There was a time, not so long ago, when a storage administrator actually had to know something in order to do their job. There was no automation, auto-tiering, virtualization, API sets, QoS, or analytics; all we had was metaLUNs, concatenated metaLUNs, extent management, and RAID sets. We used to sit at the same lunch table as the UNIX guys who had to write code to open a text editor, and who had never EVER used a mouse.

Yes, it used to be that when something broke or started to slow down, we would fix it by actually going into a console or shell and typing some magic commands to save the day.

These days, managing storage is a very different proposition. We have such awesome capabilities emerging from software-defined platform stacks, such as IO-path QoS, hypervisor-and-cloud-agnostic protocols, and scale-out metadata - just to name a few. With all of these advancements, one would tend to think the days of the storage administrator have gone away.
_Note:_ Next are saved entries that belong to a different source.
Issue #51, opened 2021-05-02
Expanding the `ConsoleOutput`-like interface


daniel5151:
At the moment, `gdbstub` only exposes `ConsoleOutput` in one place: as part of the `handle_monitor_cmd` interface. That said, this functionality of "print text from the target to the client terminal" isn't some special feature of the monitor command interface, and is also supported as a bog-standard [Stop Reply Packet](https://sourceware.org/gdb/current/onlinedocs/gdb/Stop-Reply-Packets.html#Stop-Reply-Packets) (namely, the `O XX...` packet).

Moreover, based on a very brief skim through the `gdb` client source code, it seems that the GDB client might be resilient enough to accept `O` packets at _any time_, not just as a response to `qRcmd` and as a stop reply packet! Note that this behavior is _not_ formalized by the spec, but if it works, then it opens the door to some very cool functionality...

With these bits of info in mind, there are a few ways `gdbstub` could expand expose `ConsoleOutput` in more places:

#### 1. Exposing `ConsoleOutput` as part of the current `resume()` interfaces.

This should be pretty straightforward, and could be implemented similar to the current monitor command `ConsoleOutput` (i.e: using a callback).

Note that this will require an API change to add the additional function parameter.

#### 2. Exposing a "global" handle to send `O XX...` packets.

At the time of writing, I don't have a concrete idea of how to implement this (especially for `no_std` targets), but I was thinking the API could look something like this:

```rust
let connection: TcpStream = wait_for_gdb_connection(9001);
let mut debugger = GdbStub::new(connection);

// get an instance of the global `ConsoleOutput` handle
let console_out_handle = debugger.console_output_handle();
let mut target = MyTarget::new(console_out_handle)?;
target.set_console_out_handle(console_out_handle); // or maybe the target supports late-binding

match debugger.run(&mut target) { ... }

// ..
// later, in the target implementation...
// ..

impl MultiThreadOps for MyTarget {
    fn read_registers(
        &mut self,
        regs: &mut gdbstub_arch::arm::reg::ArmCoreRegs,
        tid: Tid,
    ) -> TargetResult<(), Self> {
        outputln!(self.console_out_handle, "reading regs for tid {:?}", tid);
        // ...
    }
}
```

[...]

PR #198, opened 2026-05-09
Mega-batch of 0.8 breaking changes

### LINKED ISSUE #195: Migrate to type-safe stop reason APIs
Right now, users directly interface with the [BaseStopReason](https://docs.rs/gdbstub/latest/gdbstub/stub/enum.BaseStopReason.html) enum (and it's various type-aliases) to report stop reasons.

Unfortunately, this means `gdbstub` needs to include runtime checks to catch instances where a user attempts to report a stop reason they haven't claimed / implemented support for. e.g: passing a `HwBreak` stop reason, even through they haven't implemented hardware breakpoint support.

This isn't really a big deal in practice (it's not a particularly large foot-gun, and the error messages and docs make it clear how to remediate the issue), but given `gdbstub`'s focus on making illegal states unrepresentable... it'd be nice to fix up.

Here's one idea that I came up with:

Instead of:

```rust
// on Target
pub fn use_fork_stop_reason()

// on GdbStubStateMachineInner
pub fn report_stop(
    self,
    target: &mut T,
    reason: impl IntoStopReason<T>,
) -> Result<GdbStubStateMachine<'a, T, C>, GdbStubError<T::Error, C::Error>> { ... }
```

Consider this alternate formulation

```rust
// remove use_fork_stop_reason, add new trait a Target can impl
trait UseForkStopReason: Target {}

// on GdbStubStateMachineInner
pub fn report_stop(
    self,
    target: &mut T,
    reason: impl FnOnce(ReportStop<'_, '_, T, C>),
) -> Result<GdbStubStateMachine<'a, T, C>, GdbStubError<T::Error, C::Error>> { ... }

struct ReportStop<'a, 'b, T, C> {
    // stash a back-reference to state machine
    // (maybe better to just accept owned version + have impl FnOnce return it?)
    this: &'a mut GdbStubStateMachine<'b, T, C>
}

// where the type-safe magic happens
impl ReportStop<'_, '_, T, C> {
    fn done_step(self) { ... }
    fn exited(self, code: u8) { ... }
    // look! type-safe gating of methods, based on whether the target supports a particular trait
    fn hwbreak<Tid>(self, tid: Tid) where T: HwBreakpoints { ... }
    fn fork(self, curr_tid: Tid, new_tid: Tid) where T: UseForkStopReason { ... }
}
```

Of course, this is a _very_ rough sketch that I wanted to jot down while I had it in my mind... I did not check to see if it's actually feasible to implement in this current form, and whether the compiler would accept these sorts of trait bounds. If it works though... it could be really good!

Heck, it might even be possible to get rid of the enum representation of stop reasons entirely, and move to a function-per-stop-reason approach in the stub implementation itself. This has the potential to crunch the code down quite a bit (as well as making it a bit easier to read, I'd imagine?)

> Aside: as I wrote this out, I also realized that since IDETs are designed to be optionally runtime togglable (i.e: by returning `None` vs `Some(self)`), it may not be possible to remove runtime checks entirely. that said, in the common case where the Target unconditionally implements an IDET - those checks should be trivially optimized out in the handler functions (far better than in the case where an enum variant exists, but is unused).

Also, one more call-out: this approach may simplify the design of #185. It _might_ be possible to set things up such that the user-provided `name: &[u8]` data could be written directly into the response packet, without needing to maintain any long-lived reference to the data (and deal with the lifetime management issues inherent in that design).

daniel5151:
This is def the sort of thing that should've been multiple PRs, but I got a bit carried away... While I initially intended to split this up, the `Tid` and `StopReason` changes proved to be deeply intertwined at the state-machine layer, making a single cohesive PR the most practical approach.

**TL;DR of changes:**

* Added a `Tid` associated type to `Target`.
* Replaced `StopReason` enums with a fluent builder API.
* Reworked Ctrl-C interrupt handling to be asynchronous.
* Improved internal error types and state management.

Closes #195
Unblocks #51
Closes #185 (which I ended up implementing in this PR)

---

### Updated `Target` to include a thread-id associated type

A new `type Tid: IsValidTid` associated type has been added to the `Target` trait, and is now used throughout various IDETs, and internal/external `gdbstub` APIs.

Several things nudged me towards making this change:

* **Future-proofing for multi-process:** `gdbstub` has accumulated a couple non-`Base` IDETs that plumb thread-id values to the user's `Target` implementation (namely: `ThreadExtraInfo` and `Wasm`). These IDETs currently hard-code `crate::common::Tid` in their APIs. The jump to multi-process support will require updating their function signatures, and single-threaded targets that otherwise don't need to care about `Tid` values currently end up having `gdbstub`'s `SINGLE_THREAD_TID` constant leaked to them.
* **Compile-time safety:** While it *is* possible for particularly dynamic `Target` implementations to decide to swap between single-thread vs. multi-thread ops at runtime, in practice, a target picks what kind of target it is at compile time and sticks to it. Returning a non-`()` TID on a single-threaded target could confuse `gdbstub` internally. This change makes `Tid` handling *significantly* more consistent and type-safe across the board.
* **Internal simplification:** `gdbstub`'s implementation has been dramatically simplified and tangibly improved by having `T::Tid` everywhere. I've been able to refactor a surprisingly large amount of Tid conversion code. The new `from_fully_qualified_tid` adds strong type-level guard rails for validating that the GDB client is sending over thread-id values that the `Target` is able to operate on.
* **Reducing "generics soup":** Plumbing `Tid` via `Target` *significantly* reduces the amount of generics the `run_blocking` and `GdbStubStateMachine` family of APIs have to deal with. We no longer need an extra top-level `Tid: IsValidTid` bound on a bunch of those APIs.

### Removed `StopReason` enums, switched to function-based stop reason reporting

The `enum`-based API was workable so long as stop reasons remained fixed-length... but as we've implemented more of the GDB RSP, the stop reason API hasn't kept up with the increasingly dynamic data that folks want to report.

Two notable examples: reporting inline register values, and stop reasons with embedded strings. While we *were* able to squeeze in support for reporting inline register values via #189, things were getting a bit hacky, and would only get hackier as the GDB RSP added more metadata to stop reply packets (e.g: like how they added `core` to the `T` reply packet).

This new approach rethinks stop reason reporting from the ground up, moving away from the enum-based approach that was present since the earliest days of `gdbstub`, and swaps over to a more flexible, extensible, and *safer* fluent builder approach to reporting stop reasons.

A huge DX win here is **compile-time safety for IDETs**. The new builder methods (like `.swbreak()`) have trait bounds that will cause a compile-time failure if you try to use them without actually implementing the corresponding IDET on your target!

So, for example: in the context of the `run_blocking` infrastructure:

```rust
// Before
emu::RunEvent::Event(event) => {
    use gdbstub::target::ext::breakpoints::WatchKind;

    let stop_reason = match event {
        emu::Event::DoneStep => SingleThreadStopReason::DoneStep,
        emu::Event::Halted => SingleThreadStopReason::Terminated(Signal::SIGSTOP),
        // must carefully remember to only report SwBreak if corresponding
        // IDET is implemented
        emu::Event::Break => SingleThreadStopReason::SwBreak(()),
        ...
    };

    // no way to report inline registers :( would have to drop down
    // to the full-blown state machine API to do that
    Ok(run_blocking::Event::TargetStopped(stop_reason))
}

// After
emu::RunEvent::Event(event) => {
    Ok(simple_stub.report_stop(target, |report_stop| {
        use gdbstub::target::ext::breakpoints::WatchKind;

        match event {
            emu::Event::DoneStep => report_stop.done_step(),
            emu::Event::Halted => report_stop.terminated(Signal::SIGSTOP),
            // new APIs allow ergonomically chaining extra metadata
            // (e.g: via `add_reg`, or `add_core`) without having to move on
            // from the blocking event loop!
            // 
            // also, `swbreak` method has trait bounds that would
            // cause a compile-time fail if it was used without implementing
            // the corresponding IDET!
            emu::Event::Break => report_stop.swbreak(())?.done(),
            ...
        }
    }))
}

```

A major benefit under-the-hood is that there's no longer any point in time where a stop reason exists as a data structure in memory / needs to get "passed around" the codebase. This is a nice little binary size win! Albeit with one consequence...

### Rework Ctrl-C interrupt stop-reason reporting

The ctrl-c interrupt APIs now *require* the implementor to stash the fact the interrupt occurred somewhere on/around their `Target` implementation, and report the effects of the interrupt as a *downstream* stop reason the next time they enter the `Running` state.

This is a direct consequence of the shift to function-based stop reason reporting, as there is no longer an in-memory representation of a stop reason that can be stashed via the `deferred_stop_reason` infrastructure in the state machine.

While this means the "fast path" is gone, this is actually a solid architectural win. Forcing targets to stash the interrupt and handle it asynchronously in their own execution loops enforces a more robust architecture and prevents weird state desyncs between GDB and the target's actual execution state. In practice, the vast majority of target implementations already maintain some form of internal "pending interrupt" flag or event queue, so setting a simple boolean flag is a trivial adjustment.

### Internal Cleanup

* **Improved Error variants + display implementations:** The `InternalError` (and by extension `GdbStubError`) enum has been revamped. Catch-all errors like `TargetMismatch` have been replaced with highly specific variants like `UnexpectedIntegerSize`, `UnexpectedReg`, and `UnexpectedThreadId`. The `Display` implementation clearly delineates between "Client" errors and "Target/Implementation" errors.
* **Decoupled `ResponseWriterState`:** The `ResponseWriter` has been decoupled slightly by extracting its state into a `ResponseWriterState` struct. This allows the state to be passed around without needing a continuous mutable borrow over the underlying connection, which heavily facilitates the new `StopReasonReporter` builder pattern.
* In `ResponseWriterState`, collapsed two `bool`s into a bitflag (for a tiny bit of memory gainz)

Here is a draft for that section that matches the tone of the rest of the PR description. You could slot this in right before the "Internal Cleanup" section:

### Minor API terminology tweaks (`tid` -> `thread_id`)

While going through and updating the various `Target` extension traits to use the new `Self::Tid` associated type, I took the opportunity to clean up some of the parameter naming in the API docs.

Across the board, trait methods that previously accepted a `tid: Tid` parameter (like in `ThreadExtraInfo`, `Wasm`, `SingleRegisterAccess`, etc.) have been updated to use `thread_id: Self::Tid`.

This is a purely cosmetic change for implementors, but as we enter the world of multi-process support, being more intentional about `tid`, `pid`, and `thread-id` will be important to maintain grokkability of `gdbstub`'s large API surface.

---

### Quick Migration Checklist

What's surprising is that, even through there's a *lot* of churn in `gdbstub` itself, the actual end-user APIs that folks interact with aren't changing all that much from `0.7`. I'm running out of steam this weekend to write a comprehensive transition guide, but it shouldn't be too painful to move over!

At a high level, this is all that'll really be needed:

1. Adding `type Tid = ();` (or `type Tid = gdbstub::common::Tid;`) to existing `Target` impls.
2. Stop reason reporting will switch over to using functions instead of enums (a highly localized change).
3. Switch ctrl-c handling to set an internal flag + defer reporting the stop to the Running state


daniel5151:
@jonathanzetier I'm going to merge this big bundle of changes into the `dev/0.8` branch - apologies for the churn in whatever unpublished branches you might have 😅 

That said - I strongly believe that these changes (especially introduction of the `Target::Tid` associated type) will dramatically simplify enabling multi-process support, and makes it so that the compiler will play a helpful role in pointing out what parts of the codebase need to be "enlightened" to work in multi-process scenarios.

Please feel free to share any thoughts you have on these changes! I'm fairly certain that these changes are the right call, but if you spot anything that you think I might've blundered on, please let me know!

PR #1810, opened 2024-05-25
feat: fightscreenvar(round.called)

wily-coyote:
Returns 1 when the `round<n>` component is currently on screen. Returns 0 otherwise.

I needed to detect when "Round N" was being called and `IsAsserted(Intro)` couldn't reliably detect that; this PR adds a property to FightScreenVar that does exactly that.

### DIFF
--- a/src/bytecode.go
+++ b/src/bytecode.go
@@ -632,6 +632,7 @@ const (
 	OC_ex_fightscreenvar_round_over_wintime
 	OC_ex_fightscreenvar_round_slow_time
 	OC_ex_fightscreenvar_round_start_waittime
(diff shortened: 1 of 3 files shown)


potsmugen:
"round.called" is not a fight screen parameter, so I'm not sure about this one. You can use `IsAsserted(Intro)` but in a loop to see if no character has it.

I also had this idea for a trigger like "RoundStateTime". Combined with FightScreenVar you could check for any phase of the round.

K4thos:
I aslo think RoundStateTime would be more practical. Let's continue the discussion on how to best implement it on discord

PR #1830, opened 2024-06-06
feat: IntroState trigger

wily-coyote:
This PR implements the IntroState trigger from #1172. It allows more precise detection of round states during the intro phase.
Here's a description of the return values for this new trigger:
- `0`: not applicable, or players have gained ctrl after "fight!"
- `1`: same as `RoundState = 0`
- `2`: at least one character is in an intro state, or dialogue is active
- `3`: "round \<n\>" has been called
- `4`: "fight!" has been called

### DIFF
--- a/src/bytecode.go
+++ b/src/bytecode.go
@@ -152,6 +152,7 @@ const (
 	OC_powermax
 	OC_canrecover
 	OC_roundstate
+	OC_introstate
 	OC_ishelper
 	OC_numhelper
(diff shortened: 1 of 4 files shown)


potsmugen:
These should use OC_ex2. OC are for Mugen triggers. OC_ex are for Ikemen (expanded) triggers. OC_ex2 are the same but we just ran out of space in the former.

Issue #335, opened 2021-08-19
Palfx doesn't work with 32-bit png sprites


Rurouni-X:
In MUGEN 1.1, you can use color overlay (palfx) for fonts, in both screenpacks and lifebars. 

Example:
`p1.name.font         = 6,0, 1, 192,163,0`

MUGEN 1.1, P1's name:
![1 1 palfx](https://user-images.githubusercontent.com/68881657/130060381-ce6ea1c7-6b44-4f87-8b2d-4e88228a4b77.png)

And I would tend to agree to some extent.

No longer is the storage administrator really concerned with finite volume management and provisioning. Today, storage performance almost manages itself. Thin provisioning is less about capacity optimization and more about data mobility. And there is almost as much data about our data as there is data.

In some ways we have converted storage administration into air-traffic control: finding optimal data paths and managing congestion of IO as things scale beyond reason. This is where analytics really comes into play.

In all aspects of IT, administration is taking a back seat to business integration, where knowing what has happened (reporting), plus what is happening (monitoring) starts to generate knowledge (analytics) about what is happening in the business. When we add predictive analytics, we add the ability to not only make technology decisions, but ostensibly, business decisions too, which can make a huge difference in meeting market demands and avoiding pitfalls. This moves IT (as well as storage) out of reactive mode and into pro-active mode, which is the number one benefit of predictive analytics.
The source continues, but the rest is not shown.